Saved data entries
========================
PR #1015, opened 2020-08-03
Fix new v1.130 golangci-lint errors

kron4eg:
Signed-off-by: Artiom Diomin <kron82@gmail.com>

golangci-lint v1.130 introduces new checks, which is fixed.

Fixes #

```release-note
Fix new v1.130 golangci-lint errors
```

### DIFF
--- a/Makefile
+++ b/Makefile
@@ -67,7 +67,7 @@ buildenv:
 .PHONY: lint
 lint:
 	@golangci-lint --version
-	golangci-lint run ./pkg/... ./test/...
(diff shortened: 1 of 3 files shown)


hack/tools.go
```diff
@@ -19,7 +19,6 @@ limitations under the License.
 package tools
 
 import (
-	_ "k8s.io/code-generator"
```
xmudrii, line 22: @kron4eg It seems like this change breaks the verify codegen job.

kron4eg: yeah, reverted it

PR #1020, opened 2020-08-05
Increase default number of task retries to 10

### LINKED ISSUE #915: Cluster creation on Azure unreliable
**What happened**:

After the kubeadm calls, the cluster is often in a state where frequent etcd leader changes happen and API calls fail because of this. This causes the `kubeone install` to fail frequently because installing the CNI or machine-controller was not possible. The problem seem to be temporary as a second `kubeone install` run fixes the cluster.

Create kubeone cluster on Azure.

Tried to switch to more powerful Azure resources than given in the Terraform example. Faster storage and VM types didn't bring a significant change. However, when increasing the number of retries that are performed by KubeOne, the installation is successful.

KubeOne output:
...
INFO[21:41:46 CEST] Downloading kubeconfig…
INFO[21:41:46 CEST] Building Kubernetes clientset…
INFO[21:41:47 CEST] Ensure node local DNS cache…
INFO[21:41:47 CEST] Activating additional features…
INFO[21:41:49 CEST] Applying canal CNI plugin…
WARN[21:41:55 CEST] Task failed…
WARN[21:41:55 CEST] error was: failed to get *v1beta1.CustomResourceDefinition object: etcdserver: leader changed
WARN[21:42:00 CEST] Retrying task…
INFO[21:42:00 CEST] Applying canal CNI plugin…
WARN[21:42:13 CEST] Task failed…
WARN[21:42:13 CEST] error was: failed to get *v1beta1.CustomResourceDefinition object: etcdserver: leader changed
WARN[21:42:23 CEST] Retrying task…
INFO[21:42:23 CEST] Applying canal CNI plugin…
WARN[21:42:32 CEST] Task failed…
WARN[21:42:32 CEST] error was: failed to get *v1.ConfigMap object: etcdserver: leader changed
Error: failed to install cni plugin: failed to get *v1.ConfigMap object: etcdserver: leader changed
failed to install cni plugin: failed to get *v1.ConfigMap object: etcdserver: leader changed
ERROR[0412] Error installing kubernetes:

KubeOne version (`kubeone version`): v1.0.0-alpha
Operating system: CentOS

kron4eg:
Any cloud activity could be temporary failure, we should retry harder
========================
Problem description: Would you count the lines in the data that contain the word "ConfigMap" and state only the number?

Solution: 3